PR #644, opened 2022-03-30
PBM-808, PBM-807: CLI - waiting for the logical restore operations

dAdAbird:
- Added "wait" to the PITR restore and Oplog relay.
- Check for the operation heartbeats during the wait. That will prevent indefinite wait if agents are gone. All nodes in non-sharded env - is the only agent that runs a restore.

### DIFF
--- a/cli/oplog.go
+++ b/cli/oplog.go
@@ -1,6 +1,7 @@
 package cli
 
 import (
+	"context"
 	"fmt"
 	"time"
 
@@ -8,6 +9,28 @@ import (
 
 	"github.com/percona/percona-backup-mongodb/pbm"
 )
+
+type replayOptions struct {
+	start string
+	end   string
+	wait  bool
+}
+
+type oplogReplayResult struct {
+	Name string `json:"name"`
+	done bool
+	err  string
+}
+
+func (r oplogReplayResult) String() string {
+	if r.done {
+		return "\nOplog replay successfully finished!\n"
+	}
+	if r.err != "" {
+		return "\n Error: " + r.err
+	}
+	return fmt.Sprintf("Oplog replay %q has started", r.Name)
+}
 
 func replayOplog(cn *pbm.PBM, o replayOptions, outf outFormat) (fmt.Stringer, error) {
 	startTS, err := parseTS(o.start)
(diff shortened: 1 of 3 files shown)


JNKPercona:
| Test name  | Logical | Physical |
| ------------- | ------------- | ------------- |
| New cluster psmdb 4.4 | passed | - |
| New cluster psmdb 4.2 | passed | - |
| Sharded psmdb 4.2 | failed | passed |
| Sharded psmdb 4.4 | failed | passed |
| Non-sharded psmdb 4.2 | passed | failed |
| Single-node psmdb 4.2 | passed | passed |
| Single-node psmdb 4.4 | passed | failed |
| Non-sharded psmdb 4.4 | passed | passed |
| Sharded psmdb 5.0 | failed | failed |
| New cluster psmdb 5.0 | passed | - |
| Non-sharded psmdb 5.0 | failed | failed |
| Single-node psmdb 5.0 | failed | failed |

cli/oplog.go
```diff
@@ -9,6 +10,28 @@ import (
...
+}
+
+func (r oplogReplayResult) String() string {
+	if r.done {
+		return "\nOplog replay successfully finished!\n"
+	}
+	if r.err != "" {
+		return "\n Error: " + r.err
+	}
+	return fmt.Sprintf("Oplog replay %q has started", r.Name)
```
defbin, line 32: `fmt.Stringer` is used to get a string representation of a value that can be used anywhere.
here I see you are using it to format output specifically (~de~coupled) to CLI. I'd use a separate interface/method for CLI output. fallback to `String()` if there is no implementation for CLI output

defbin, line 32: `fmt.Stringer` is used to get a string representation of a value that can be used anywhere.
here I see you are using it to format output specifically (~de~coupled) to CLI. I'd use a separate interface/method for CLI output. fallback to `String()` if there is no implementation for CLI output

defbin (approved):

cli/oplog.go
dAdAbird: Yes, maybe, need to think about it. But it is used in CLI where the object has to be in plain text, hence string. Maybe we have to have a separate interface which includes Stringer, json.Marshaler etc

* * * *

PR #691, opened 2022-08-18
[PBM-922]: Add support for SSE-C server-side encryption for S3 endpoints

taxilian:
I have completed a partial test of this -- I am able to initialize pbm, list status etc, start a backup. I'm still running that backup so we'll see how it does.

* * * *

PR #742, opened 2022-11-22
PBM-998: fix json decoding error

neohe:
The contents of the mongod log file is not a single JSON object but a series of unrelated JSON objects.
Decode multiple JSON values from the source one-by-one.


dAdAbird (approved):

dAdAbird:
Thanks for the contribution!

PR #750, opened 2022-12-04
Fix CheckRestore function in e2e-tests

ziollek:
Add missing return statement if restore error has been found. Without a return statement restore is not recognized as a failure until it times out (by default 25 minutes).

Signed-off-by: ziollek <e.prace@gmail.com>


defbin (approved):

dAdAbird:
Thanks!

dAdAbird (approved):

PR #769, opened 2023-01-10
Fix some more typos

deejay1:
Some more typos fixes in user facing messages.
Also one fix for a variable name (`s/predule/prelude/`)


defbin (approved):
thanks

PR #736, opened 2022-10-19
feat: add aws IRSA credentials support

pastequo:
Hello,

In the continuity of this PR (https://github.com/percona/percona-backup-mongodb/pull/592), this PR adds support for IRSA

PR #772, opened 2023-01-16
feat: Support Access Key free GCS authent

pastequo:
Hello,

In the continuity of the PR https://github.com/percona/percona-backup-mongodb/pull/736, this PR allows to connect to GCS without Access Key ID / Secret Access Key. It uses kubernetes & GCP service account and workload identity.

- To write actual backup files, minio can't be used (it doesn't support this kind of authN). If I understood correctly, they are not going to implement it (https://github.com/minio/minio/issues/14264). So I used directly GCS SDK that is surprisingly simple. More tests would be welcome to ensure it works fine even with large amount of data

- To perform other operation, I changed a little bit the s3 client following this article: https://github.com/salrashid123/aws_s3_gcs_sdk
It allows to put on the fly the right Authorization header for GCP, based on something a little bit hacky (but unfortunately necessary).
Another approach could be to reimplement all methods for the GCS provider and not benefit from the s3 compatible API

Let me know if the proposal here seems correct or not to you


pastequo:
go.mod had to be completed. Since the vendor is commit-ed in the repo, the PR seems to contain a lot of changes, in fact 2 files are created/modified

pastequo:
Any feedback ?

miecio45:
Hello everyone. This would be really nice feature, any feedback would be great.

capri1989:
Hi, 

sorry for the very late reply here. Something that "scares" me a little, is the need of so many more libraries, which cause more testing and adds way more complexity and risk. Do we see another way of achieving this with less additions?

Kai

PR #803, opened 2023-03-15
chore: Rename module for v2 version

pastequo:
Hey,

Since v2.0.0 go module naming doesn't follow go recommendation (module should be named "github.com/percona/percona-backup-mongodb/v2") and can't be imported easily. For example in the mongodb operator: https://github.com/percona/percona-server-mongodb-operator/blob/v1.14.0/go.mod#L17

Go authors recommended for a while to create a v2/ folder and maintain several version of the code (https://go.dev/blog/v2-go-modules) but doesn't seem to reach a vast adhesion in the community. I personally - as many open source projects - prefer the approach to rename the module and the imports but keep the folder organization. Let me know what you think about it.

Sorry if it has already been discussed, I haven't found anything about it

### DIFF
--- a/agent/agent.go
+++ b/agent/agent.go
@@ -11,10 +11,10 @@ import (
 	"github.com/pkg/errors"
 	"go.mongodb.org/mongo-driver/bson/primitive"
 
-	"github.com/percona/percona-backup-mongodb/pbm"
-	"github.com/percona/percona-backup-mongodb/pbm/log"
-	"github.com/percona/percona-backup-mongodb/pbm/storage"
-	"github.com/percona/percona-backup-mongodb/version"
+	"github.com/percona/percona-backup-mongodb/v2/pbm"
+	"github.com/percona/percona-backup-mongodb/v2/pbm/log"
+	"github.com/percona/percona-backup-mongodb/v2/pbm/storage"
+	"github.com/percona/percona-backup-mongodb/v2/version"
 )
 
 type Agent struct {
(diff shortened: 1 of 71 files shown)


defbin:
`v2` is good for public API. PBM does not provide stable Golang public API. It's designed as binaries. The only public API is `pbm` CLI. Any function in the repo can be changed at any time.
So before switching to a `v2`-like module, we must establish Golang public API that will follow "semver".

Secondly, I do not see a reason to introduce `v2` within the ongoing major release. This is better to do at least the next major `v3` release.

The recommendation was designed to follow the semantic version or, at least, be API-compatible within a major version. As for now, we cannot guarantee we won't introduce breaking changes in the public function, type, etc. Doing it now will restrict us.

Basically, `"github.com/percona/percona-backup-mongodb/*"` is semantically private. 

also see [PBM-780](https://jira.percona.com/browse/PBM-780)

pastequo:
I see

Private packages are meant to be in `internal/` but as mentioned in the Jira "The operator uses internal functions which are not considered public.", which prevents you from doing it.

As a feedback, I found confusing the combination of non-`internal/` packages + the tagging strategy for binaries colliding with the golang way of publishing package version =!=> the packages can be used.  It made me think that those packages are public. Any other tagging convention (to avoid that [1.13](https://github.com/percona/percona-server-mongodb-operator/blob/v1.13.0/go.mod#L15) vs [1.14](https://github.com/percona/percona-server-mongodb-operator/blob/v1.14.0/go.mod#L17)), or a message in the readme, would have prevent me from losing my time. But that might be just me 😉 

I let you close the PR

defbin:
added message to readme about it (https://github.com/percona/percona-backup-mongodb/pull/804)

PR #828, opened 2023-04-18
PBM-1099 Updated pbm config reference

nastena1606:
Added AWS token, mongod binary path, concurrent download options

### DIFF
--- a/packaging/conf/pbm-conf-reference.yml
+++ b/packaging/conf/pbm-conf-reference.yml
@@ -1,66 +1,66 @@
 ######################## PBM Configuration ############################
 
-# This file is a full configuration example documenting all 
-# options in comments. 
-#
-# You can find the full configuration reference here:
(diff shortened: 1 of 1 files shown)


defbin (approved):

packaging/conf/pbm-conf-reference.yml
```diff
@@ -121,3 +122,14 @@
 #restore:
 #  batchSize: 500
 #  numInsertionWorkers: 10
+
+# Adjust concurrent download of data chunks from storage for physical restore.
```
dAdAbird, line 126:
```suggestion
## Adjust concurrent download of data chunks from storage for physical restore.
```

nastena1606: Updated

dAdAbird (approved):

* * * *

- **WORK REQUIRED**
Look through the entries and find each line that has the string "found". Copy those lines.

- **TASK ANSWER**
Add missing return statement if restore error has been found. Without a return statement restore is not recognized as a failure until it times out (by default 25 minutes).
Sorry if it has already been discussed, I haven't found anything about it
As a feedback, I found confusing the combination of non-`internal/` packages + the tagging strategy for binaries colliding with the golang way of publishing package version =!=> the packages can be used.  It made me think that those packages are public. Any other tagging convention (to avoid that [1.13](https://github.com/percona/percona-server-mongodb-operator/blob/v1.13.0/go.mod#L15) vs [1.14](https://github.com/percona/percona-server-mongodb-operator/blob/v1.14.0/go.mod#L17)), or a message in the readme, would have prevent me from losing my time. But that might be just me 😉 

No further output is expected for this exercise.